> **Task objective**: Give back all of the data exactly. Leave nothing out.

─── Data to process

PR #3778, opened 2019-04-08
Added ImageSequence all_frames

### LINKED ISSUE #3758: Transforms and enhancements across all frames
It would be nice if transforms and enhancements could be applied on animations.

radarhere:
Resolves #3758 

Adds a new method to apply a supplied function to all frames of an image at once. So, for example,

```python
im = Image.open('Tests/images/g4-multi.tiff')

ims = ImageSequence.all_frames(im, lambda im_frame: im_frame.rotate(180))

ims[0].save('out.tiff', save_all=True, append_images=ims[1:])
```

### DIFF
--- a/docs/releasenotes/6.1.0.rst
+++ b/docs/releasenotes/6.1.0.rst
@@ -11,6 +11,14 @@ An optional ``include_layered_windows`` parameter has been added to ``ImageGrab.
 defaulting to ``False``. If true, layered windows will be included in the resulting
 image on Windows.
 
+ImageSequence.all_frames
+^^^^^^^^^^^^^^^^^^^^^^^^
+
+A new method to facilitate applying a given function to all frames in an image, or to
+all frames in a list of images. The frames are returned as a list of separate images.
+For example, ``ImageSequence.all_frames(im, lambda im_frame: im_frame.rotate(90))``
+could used to return all frames from an image, each rotated 90 degrees.
+
 Variation fonts
 ^^^^^^^^^^^^^^^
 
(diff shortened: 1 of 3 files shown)


pirate486743186:
hmmm.... Maybe add multi-threading support?
The function could take a third parameter, the maximum number of threads to be used, default to one. 

If no time for this, then you could just silently add the third parameter anyway, so that future code is backwards compatible with the first version of the function.

radarhere:
While we are concerned with backwards compatibility, I don't think that we are concerned with forwards compatibility.

Nothing else in the Pillow runtime uses multiprocessing, so I'm not personally inclined to integrate it here. If anyone else feels otherwise, feel free to comment. Multiprocessing can't be applied to the process of splitting up a single image into frames, because it uses the same file pointer, but it could be applied to the supplied function. If a user wanted to do that, they could just -

```python
im = Image.open('Tests/images/iss634.gif')

ims = ImageSequence.all_frames(im)

from multiprocessing import Pool
def f(im_frame):
    return im_frame.rotate(180)
ims = Pool(5).map(f, ims)

ims[0].save('out.gif', save_all=True, append_images=ims[1:])
```

pirate486743186:
but isn't this a special case? You are basically processing multiple images at once. And it seams it would be used frequently IMHO.

docs/releasenotes/6.1.0.rst
```diff
@@ -11,6 +11,14 @@ An optional ``include_layered_windows`` parameter has been added to ``ImageGrab.
 defaulting to ``False``. If true, layered windows will be included in the resulting
 image on Windows.
 
+ImageSequence.all_frames
+^^^^^^^^^^^^^^^^^^^^^^^^
+
+A new method to facilitate applying a given function to all frames in an image, or to
+all frames in a list of images. The frames are returned as a list of separate images.
+For example, ``ImageSequence.all_frames(im, lambda im_frame: im_frame.rotate(90))``
+could used to return all frames from an image, each rotated 90 degrees.
```
hugovk:
```suggestion
could be used to return all frames from an image, each rotated 90 degrees.
```

radarhere: Thanks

──────

> **Result for this task**:
PR #3778, opened 2019-04-08
Added ImageSequence all_frames

### LINKED ISSUE #3758: Transforms and enhancements across all frames
It would be nice if transforms and enhancements could be applied on animations.

radarhere:
Resolves #3758 

Adds a new method to apply a supplied function to all frames of an image at once. So, for example,

```python
im = Image.open('Tests/images/g4-multi.tiff')

ims = ImageSequence.all_frames(im, lambda im_frame: im_frame.rotate(180))

ims[0].save('out.tiff', save_all=True, append_images=ims[1:])
```

### DIFF
--- a/docs/releasenotes/6.1.0.rst
+++ b/docs/releasenotes/6.1.0.rst
@@ -11,6 +11,14 @@ An optional ``include_layered_windows`` parameter has been added to ``ImageGrab.
 defaulting to ``False``. If true, layered windows will be included in the resulting
 image on Windows.
 
+ImageSequence.all_frames
+^^^^^^^^^^^^^^^^^^^^^^^^
+
+A new method to facilitate applying a given function to all frames in an image, or to
+all frames in a list of images. The frames are returned as a list of separate images.
+For example, ``ImageSequence.all_frames(im, lambda im_frame: im_frame.rotate(90))``
+could used to return all frames from an image, each rotated 90 degrees.
+
 Variation fonts
 ^^^^^^^^^^^^^^^
 
(diff shortened: 1 of 3 files shown)


pirate486743186:
hmmm.... Maybe add multi-threading support?
The function could take a third parameter, the maximum number of threads to be used, default to one. 

If no time for this, then you could just silently add the third parameter anyway, so that future code is backwards compatible with the first version of the function.

radarhere:
While we are concerned with backwards compatibility, I don't think that we are concerned with forwards compatibility.

Nothing else in the Pillow runtime uses multiprocessing, so I'm not personally inclined to integrate it here. If anyone else feels otherwise, feel free to comment. Multiprocessing can't be applied to the process of splitting up a single image into frames, because it uses the same file pointer, but it could be applied to the supplied function. If a user wanted to do that, they could just -

```python
im = Image.open('Tests/images/iss634.gif')

ims = ImageSequence.all_frames(im)

from multiprocessing import Pool
def f(im_frame):
    return im_frame.rotate(180)
ims = Pool(5).map(f, ims)

ims[0].save('out.gif', save_all=True, append_images=ims[1:])
```

pirate486743186:
but isn't this a special case? You are basically processing multiple images at once. And it seams it would be used frequently IMHO.

docs/releasenotes/6.1.0.rst
```diff
@@ -11,6 +11,14 @@ An optional ``include_layered_windows`` parameter has been added to ``ImageGrab.
 defaulting to ``False``. If true, layered windows will be included in the resulting
 image on Windows.
 
+ImageSequence.all_frames
+^^^^^^^^^^^^^^^^^^^^^^^^
+
+A new method to facilitate applying a given function to all frames in an image, or to
+all frames in a list of images. The frames are returned as a list of separate images.
+For example, ``ImageSequence.all_frames(im, lambda im_frame: im_frame.rotate(90))``
+could used to return all frames from an image, each rotated 90 degrees.
```
hugovk:
```suggestion
could be used to return all frames from an image, each rotated 90 degrees.
```

radarhere: Thanks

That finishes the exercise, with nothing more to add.